In this manner, a relatively simple component allows for alteration of the curing pattern in the ink of an image. Alteration of the curing pattern with regard to how long the ink takes to cure, as well as how much illumination the ink receives, alters the gloss across the image. This provides a simple, retrofittable way for printers to adjust and control the gloss of images.
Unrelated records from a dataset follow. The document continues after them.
PR #20, opened 2020-08-04
base-files-nilrt: add /etc/machine-info

sharpk:
This file is needed to store the system comment field that is visible in
MAX.  It needs to have proper permissions and group ownership to allow
System Web Server to modify its contents.

Signed-off-by: Ken Sharp <ken.sharp@ni.com>

### DIFF
--- a/recipes-ni/base-files-nilrt/base-files-nilrt_1.0.bb
+++ b/recipes-ni/base-files-nilrt/base-files-nilrt_1.0.bb
@@ -74,5 +74,5 @@ do_install () {
 	install -m 0644 ${WORKDIR}/sysctl.conf ${D}${sysconfdir}/
 
 	# add machine-info and allow System Web Server to modify it
-	install -m 0664 -g ni ${WORKDIR}/machine-info ${D}${sysconfdir}/
+	install -m 0664 -g ${LVRT_GROUP} ${WORKDIR}/machine-info ${D}${sysconfdir}/
 }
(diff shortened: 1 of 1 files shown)


sharpk:
I built this against nilrt/master/sumo and checked the resulting ipk to ensure that /etc/machine-info existed and had correct ownership and permissions.

recipes-ni/base-files-nilrt/base-files-nilrt_1.0.bb
```diff
@@ -69,4 +72,7 @@ do_install () {
 
 	# add sysctl.conf file to adjust system configuration parameters
 	install -m 0644 ${WORKDIR}/sysctl.conf ${D}${sysconfdir}/
+
+	# add machine-info and allow System Web Server to modify it
+	install -m 0664 -g ni ${WORKDIR}/machine-info ${D}${sysconfdir}/
```
amstewart: I think `LVRT_GROUP = "ni"` should be available as a variable via the [distro conf](https://github.com/ni/meta-nilrt/blob/nilrt/master/dunfell/conf/distro/nilrt.inc#L27). Is it available for you to use in the recipe here, instead of hard-coding the `ni` value?

amstewart (changes requested):
Looks good; pending the `LVRT_GROUP` suggestion below/above.

recipes-ni/base-files-nilrt/base-files-nilrt_1.0.bb
sharpk: Good call; I forgot about that var.

amstewart (approved):

amstewart:
Cherry-picked the same to `nilrt/master/dunfell` as https://github.com/ni/meta-nilrt/commit/243b1dfbd62e37bda94f6eb46052301bfdfaed41.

Thus, although there has been described to this point a particular embodiment for a method and apparatus for an ink curing system using differential curing, it is not intended that such specific references be considered as limitations upon the scope of this invention except in-so-far as set forth in the following claims.

Claims

1. An ink curing system, comprising:

at least one array of solid state light emitters in a package having a window;
a patterned external optical element arranged adjacent to the window, the patterned external optical element forming an optical pattern on a print substrate when illuminated by light from the solid state light emitters;
said optical pattern comprising a first gradient in a process direction, wherein the process direction is parallel to a direction in which the print substrate moves relative to the at least one array of solid state light emitters, and a second gradient perpendicular to the process direction;
a printer arranged to deposit ink onto the print substrate, the ink being curable by optically patterned light, the array of solid state light emitters arranged adjacent to the print substrate such that the optically patterned light from the array contacts the ink, the patterned external optical element arranged between the at least one array of solid state light emitters and the print substrate to allow for variability of curing; and the patterned external optical element comprising a patterned external optical element directly adjacent to the window, said patterned external optical element comprising a patterned film on the window.

2. The ink curing system of claim 1, wherein the patterned external optical element comprises an offset patterned external optical element, wherein a gap exists between the offset patterned external optical element and the window.

3. The ink curing system of claim 1, wherein the patterned film comprises a dither pattern randomly generated using a noise function.

4. The ink curing system of claim 1, wherein the patterned film comprises a first patterned surface comprising a first pattern and a second patterned surface comprising a second pattern, wherein the first pattern is different from the second pattern.

5. The ink curing system of claim 1, wherein the patterned external optical element comprises a first portion with the patterned film and a second portion with a clear unpatterned surface.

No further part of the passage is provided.